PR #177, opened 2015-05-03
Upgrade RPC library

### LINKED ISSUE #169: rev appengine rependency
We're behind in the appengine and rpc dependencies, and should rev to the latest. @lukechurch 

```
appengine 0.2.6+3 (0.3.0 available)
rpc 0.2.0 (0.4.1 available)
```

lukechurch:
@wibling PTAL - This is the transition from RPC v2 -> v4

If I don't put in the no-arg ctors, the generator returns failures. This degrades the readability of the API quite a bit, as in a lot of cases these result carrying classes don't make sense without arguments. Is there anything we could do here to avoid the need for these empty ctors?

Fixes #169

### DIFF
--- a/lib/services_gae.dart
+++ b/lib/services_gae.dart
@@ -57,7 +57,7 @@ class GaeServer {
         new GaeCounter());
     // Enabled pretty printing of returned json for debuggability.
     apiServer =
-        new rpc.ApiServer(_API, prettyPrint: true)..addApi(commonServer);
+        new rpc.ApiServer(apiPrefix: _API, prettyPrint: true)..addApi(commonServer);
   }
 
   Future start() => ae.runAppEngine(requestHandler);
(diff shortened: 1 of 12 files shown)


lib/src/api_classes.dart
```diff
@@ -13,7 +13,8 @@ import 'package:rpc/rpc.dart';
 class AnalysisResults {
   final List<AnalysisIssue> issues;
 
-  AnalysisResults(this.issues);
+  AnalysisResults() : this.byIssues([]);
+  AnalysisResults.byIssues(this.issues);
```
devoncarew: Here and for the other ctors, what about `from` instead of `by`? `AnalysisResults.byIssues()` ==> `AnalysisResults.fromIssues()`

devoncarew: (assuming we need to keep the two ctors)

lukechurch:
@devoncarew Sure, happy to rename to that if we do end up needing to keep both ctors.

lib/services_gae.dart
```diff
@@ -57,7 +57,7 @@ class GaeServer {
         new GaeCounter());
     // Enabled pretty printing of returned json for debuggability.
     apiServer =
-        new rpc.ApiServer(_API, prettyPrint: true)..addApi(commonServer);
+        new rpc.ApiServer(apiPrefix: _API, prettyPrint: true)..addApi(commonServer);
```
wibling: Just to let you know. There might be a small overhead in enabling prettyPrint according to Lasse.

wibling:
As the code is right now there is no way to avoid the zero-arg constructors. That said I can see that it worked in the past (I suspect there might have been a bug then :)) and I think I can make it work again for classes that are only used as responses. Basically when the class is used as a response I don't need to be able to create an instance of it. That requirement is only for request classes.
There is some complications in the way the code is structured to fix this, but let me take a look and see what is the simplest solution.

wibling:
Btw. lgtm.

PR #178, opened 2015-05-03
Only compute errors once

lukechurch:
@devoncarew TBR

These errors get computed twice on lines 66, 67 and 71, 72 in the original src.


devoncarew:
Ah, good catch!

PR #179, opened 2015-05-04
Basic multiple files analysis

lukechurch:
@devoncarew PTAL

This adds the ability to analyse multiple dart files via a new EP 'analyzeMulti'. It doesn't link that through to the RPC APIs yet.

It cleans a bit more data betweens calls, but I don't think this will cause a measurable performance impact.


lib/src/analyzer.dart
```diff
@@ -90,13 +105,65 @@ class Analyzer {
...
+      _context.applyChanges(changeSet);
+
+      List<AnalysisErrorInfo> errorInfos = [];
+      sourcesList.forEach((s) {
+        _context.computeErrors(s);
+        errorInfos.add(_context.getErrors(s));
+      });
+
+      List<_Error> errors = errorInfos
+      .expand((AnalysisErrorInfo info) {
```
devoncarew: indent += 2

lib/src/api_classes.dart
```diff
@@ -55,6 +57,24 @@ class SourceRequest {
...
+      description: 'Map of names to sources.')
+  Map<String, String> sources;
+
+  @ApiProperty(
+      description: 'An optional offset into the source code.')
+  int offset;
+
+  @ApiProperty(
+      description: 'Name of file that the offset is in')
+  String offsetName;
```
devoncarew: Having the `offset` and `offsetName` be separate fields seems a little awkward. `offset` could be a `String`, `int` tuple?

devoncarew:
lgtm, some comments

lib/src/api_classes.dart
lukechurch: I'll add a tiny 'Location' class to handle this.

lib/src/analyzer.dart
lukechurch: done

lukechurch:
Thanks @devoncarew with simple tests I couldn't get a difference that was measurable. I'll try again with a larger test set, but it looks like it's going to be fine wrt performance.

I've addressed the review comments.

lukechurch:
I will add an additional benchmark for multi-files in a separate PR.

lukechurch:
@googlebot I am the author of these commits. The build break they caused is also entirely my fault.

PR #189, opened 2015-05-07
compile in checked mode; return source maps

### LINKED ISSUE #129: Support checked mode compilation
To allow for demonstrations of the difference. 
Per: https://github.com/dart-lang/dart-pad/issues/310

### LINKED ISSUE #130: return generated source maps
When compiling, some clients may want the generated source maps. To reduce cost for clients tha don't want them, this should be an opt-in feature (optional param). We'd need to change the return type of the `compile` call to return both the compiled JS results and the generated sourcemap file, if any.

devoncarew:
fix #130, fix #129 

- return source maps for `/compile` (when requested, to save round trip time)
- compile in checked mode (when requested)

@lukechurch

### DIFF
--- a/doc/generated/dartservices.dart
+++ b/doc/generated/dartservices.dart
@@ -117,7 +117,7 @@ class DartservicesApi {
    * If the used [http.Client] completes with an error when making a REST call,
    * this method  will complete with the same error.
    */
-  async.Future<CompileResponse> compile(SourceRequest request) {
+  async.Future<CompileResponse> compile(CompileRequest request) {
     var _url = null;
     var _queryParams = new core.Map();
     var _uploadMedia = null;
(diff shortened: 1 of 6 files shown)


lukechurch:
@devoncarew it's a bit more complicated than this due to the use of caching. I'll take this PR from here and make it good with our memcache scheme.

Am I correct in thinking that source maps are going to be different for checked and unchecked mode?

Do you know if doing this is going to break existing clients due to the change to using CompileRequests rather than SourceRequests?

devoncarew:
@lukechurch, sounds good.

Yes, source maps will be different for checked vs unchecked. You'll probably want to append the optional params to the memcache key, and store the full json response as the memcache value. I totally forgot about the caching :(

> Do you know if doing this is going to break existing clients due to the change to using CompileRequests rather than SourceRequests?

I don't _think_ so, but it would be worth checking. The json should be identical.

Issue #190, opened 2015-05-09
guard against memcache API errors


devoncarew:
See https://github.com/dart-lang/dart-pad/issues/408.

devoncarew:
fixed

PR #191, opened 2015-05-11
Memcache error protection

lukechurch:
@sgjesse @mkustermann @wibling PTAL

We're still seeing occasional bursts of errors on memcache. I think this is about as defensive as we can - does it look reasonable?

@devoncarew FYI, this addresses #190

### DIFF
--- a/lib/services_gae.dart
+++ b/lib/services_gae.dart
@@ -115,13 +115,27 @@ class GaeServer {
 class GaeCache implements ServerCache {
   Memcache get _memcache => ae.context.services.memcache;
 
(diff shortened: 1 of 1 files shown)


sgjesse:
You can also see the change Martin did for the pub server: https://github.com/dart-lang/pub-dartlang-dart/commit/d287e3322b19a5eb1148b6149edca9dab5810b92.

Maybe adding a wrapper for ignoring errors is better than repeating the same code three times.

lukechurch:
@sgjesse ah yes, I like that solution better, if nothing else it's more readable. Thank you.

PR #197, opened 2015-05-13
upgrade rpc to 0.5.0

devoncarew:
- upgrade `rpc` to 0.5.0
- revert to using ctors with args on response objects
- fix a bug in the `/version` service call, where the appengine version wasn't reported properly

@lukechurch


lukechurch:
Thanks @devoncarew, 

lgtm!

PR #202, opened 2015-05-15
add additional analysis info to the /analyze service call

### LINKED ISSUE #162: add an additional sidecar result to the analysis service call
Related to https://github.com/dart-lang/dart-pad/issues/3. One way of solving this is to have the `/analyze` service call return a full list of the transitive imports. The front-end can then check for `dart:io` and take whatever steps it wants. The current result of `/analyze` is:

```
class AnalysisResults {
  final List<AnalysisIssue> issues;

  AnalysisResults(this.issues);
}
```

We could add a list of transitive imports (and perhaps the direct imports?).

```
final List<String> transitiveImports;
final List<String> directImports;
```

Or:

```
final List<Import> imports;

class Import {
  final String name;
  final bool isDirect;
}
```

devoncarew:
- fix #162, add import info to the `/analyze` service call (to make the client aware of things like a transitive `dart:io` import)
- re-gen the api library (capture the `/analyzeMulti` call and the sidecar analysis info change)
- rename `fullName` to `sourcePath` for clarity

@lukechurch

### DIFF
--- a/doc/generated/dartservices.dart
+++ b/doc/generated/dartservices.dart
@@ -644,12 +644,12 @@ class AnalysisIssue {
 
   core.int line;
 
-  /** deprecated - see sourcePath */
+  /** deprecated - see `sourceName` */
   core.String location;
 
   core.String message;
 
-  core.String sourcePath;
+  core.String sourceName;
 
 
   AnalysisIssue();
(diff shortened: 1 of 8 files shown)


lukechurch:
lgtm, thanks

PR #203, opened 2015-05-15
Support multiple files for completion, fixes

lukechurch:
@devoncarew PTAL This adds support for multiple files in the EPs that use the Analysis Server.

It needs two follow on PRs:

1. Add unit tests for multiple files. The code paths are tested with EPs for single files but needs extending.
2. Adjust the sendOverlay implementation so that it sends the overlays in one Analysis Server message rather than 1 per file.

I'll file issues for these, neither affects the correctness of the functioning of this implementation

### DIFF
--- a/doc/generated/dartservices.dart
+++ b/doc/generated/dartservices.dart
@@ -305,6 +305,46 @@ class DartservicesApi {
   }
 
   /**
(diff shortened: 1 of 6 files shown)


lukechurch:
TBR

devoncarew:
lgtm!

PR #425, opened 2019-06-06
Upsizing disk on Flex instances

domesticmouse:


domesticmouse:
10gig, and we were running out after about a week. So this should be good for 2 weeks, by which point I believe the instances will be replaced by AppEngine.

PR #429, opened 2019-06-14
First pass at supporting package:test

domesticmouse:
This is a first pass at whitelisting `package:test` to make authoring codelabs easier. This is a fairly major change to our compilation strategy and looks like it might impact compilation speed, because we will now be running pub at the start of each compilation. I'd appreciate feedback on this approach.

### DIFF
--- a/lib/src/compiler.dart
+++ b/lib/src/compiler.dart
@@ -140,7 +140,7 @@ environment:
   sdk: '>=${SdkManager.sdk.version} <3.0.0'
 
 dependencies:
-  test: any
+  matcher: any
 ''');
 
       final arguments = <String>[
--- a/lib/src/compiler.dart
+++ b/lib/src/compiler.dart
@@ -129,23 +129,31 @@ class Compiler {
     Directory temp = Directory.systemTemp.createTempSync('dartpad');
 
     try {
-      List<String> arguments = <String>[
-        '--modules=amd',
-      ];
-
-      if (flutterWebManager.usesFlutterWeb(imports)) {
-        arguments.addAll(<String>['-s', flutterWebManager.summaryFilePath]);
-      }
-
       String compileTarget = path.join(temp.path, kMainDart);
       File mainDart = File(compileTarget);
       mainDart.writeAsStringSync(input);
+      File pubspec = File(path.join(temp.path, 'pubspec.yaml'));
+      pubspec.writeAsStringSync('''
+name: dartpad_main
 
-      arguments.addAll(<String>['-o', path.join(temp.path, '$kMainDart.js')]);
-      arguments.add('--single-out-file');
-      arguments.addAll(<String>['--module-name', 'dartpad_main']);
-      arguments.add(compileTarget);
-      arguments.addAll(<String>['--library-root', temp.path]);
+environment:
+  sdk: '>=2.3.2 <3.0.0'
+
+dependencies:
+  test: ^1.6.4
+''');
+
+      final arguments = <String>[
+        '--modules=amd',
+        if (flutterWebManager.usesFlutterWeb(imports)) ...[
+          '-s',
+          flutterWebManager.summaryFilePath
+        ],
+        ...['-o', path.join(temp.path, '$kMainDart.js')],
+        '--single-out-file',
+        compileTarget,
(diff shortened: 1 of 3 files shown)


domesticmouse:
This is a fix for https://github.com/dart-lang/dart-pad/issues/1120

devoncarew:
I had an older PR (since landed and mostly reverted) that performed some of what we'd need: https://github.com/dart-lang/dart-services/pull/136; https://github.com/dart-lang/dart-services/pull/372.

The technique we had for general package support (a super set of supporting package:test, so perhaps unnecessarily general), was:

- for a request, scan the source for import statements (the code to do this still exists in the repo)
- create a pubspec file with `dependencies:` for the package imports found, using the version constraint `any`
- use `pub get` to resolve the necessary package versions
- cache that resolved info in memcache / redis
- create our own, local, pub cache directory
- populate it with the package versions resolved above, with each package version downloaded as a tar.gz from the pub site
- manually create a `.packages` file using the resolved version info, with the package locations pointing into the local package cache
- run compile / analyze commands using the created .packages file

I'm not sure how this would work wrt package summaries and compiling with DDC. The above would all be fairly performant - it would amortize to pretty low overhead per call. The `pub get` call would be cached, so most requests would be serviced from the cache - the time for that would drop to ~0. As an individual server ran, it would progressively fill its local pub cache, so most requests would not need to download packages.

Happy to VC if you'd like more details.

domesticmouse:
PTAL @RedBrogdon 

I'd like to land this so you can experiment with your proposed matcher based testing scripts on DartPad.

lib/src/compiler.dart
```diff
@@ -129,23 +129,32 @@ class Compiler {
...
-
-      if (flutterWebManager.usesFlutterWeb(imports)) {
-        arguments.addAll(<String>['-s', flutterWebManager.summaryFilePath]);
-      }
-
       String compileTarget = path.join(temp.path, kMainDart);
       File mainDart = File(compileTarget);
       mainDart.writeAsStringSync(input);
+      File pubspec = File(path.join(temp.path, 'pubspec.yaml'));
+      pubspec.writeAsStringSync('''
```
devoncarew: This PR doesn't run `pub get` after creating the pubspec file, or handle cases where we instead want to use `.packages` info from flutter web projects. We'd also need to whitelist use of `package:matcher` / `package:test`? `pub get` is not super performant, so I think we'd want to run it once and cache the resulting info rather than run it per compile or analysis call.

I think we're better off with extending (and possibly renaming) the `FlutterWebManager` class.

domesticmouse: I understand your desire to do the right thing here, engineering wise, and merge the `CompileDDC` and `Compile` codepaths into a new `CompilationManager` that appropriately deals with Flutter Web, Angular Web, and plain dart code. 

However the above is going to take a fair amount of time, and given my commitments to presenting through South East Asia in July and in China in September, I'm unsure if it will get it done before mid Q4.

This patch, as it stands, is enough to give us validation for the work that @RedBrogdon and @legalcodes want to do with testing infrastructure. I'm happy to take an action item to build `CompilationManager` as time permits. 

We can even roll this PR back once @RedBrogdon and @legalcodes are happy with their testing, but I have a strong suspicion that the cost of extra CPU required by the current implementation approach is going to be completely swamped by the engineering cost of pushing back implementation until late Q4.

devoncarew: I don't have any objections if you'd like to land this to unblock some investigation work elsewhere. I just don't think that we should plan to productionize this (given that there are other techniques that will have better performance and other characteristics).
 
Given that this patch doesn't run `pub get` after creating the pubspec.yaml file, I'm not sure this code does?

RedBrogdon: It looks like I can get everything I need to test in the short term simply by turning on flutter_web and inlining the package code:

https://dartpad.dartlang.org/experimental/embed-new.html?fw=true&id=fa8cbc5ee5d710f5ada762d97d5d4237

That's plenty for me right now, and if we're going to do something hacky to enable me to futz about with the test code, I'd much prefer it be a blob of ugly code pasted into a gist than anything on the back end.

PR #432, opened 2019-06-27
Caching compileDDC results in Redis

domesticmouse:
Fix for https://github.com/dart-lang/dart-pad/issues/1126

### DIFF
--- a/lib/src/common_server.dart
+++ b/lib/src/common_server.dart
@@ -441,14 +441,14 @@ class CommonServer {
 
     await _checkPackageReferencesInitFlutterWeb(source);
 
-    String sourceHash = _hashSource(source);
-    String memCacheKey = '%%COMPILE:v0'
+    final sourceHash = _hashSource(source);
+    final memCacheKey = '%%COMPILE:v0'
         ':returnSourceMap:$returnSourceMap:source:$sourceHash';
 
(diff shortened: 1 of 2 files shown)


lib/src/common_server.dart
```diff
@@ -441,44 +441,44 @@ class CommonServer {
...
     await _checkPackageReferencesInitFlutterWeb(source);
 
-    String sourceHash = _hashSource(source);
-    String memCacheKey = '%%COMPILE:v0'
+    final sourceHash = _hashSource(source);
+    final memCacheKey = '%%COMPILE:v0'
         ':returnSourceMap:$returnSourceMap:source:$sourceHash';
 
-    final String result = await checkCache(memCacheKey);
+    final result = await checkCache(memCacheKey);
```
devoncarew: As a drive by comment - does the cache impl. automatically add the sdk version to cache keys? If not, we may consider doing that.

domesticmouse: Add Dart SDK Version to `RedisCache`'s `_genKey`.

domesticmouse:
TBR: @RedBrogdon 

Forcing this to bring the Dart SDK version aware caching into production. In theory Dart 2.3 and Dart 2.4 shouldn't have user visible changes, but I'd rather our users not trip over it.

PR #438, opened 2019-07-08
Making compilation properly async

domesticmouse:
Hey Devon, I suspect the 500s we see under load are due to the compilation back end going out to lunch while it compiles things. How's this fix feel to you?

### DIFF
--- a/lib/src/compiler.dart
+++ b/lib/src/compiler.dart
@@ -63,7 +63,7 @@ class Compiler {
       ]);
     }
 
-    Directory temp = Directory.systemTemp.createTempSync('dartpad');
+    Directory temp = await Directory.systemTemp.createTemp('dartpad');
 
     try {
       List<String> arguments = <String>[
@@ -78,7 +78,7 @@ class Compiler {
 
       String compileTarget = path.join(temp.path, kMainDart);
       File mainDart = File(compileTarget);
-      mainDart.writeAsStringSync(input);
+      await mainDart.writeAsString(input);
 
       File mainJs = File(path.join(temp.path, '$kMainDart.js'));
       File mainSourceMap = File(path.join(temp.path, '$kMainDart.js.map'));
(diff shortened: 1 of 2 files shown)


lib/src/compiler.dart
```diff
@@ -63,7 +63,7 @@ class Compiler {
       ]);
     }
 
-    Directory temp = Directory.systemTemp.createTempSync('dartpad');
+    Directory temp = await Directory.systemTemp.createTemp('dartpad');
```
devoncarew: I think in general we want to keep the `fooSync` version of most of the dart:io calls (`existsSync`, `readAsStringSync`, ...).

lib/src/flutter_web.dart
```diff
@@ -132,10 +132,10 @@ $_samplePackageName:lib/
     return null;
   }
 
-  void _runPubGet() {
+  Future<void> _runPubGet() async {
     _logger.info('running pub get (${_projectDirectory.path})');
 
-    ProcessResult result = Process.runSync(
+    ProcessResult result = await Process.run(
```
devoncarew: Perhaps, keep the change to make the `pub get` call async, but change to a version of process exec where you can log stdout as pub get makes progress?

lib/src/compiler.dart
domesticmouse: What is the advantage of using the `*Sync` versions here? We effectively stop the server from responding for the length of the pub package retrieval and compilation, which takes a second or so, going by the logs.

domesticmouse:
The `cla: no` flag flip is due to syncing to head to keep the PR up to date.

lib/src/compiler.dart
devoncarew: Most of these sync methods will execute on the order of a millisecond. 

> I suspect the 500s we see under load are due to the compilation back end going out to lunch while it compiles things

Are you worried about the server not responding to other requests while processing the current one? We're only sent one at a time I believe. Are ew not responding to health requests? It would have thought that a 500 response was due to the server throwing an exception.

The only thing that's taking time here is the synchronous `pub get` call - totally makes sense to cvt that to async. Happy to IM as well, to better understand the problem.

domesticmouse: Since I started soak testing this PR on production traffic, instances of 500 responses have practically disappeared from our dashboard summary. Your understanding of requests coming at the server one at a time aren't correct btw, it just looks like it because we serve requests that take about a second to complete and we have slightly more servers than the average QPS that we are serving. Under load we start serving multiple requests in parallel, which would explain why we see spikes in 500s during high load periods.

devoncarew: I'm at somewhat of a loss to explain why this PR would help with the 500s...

◆ ◆ ◆ ◆ ◆

= TASK ITEM =
The number of lines above where the word "library" occurs, and only that number, is the answer.

= EXPECTED ANSWER =
3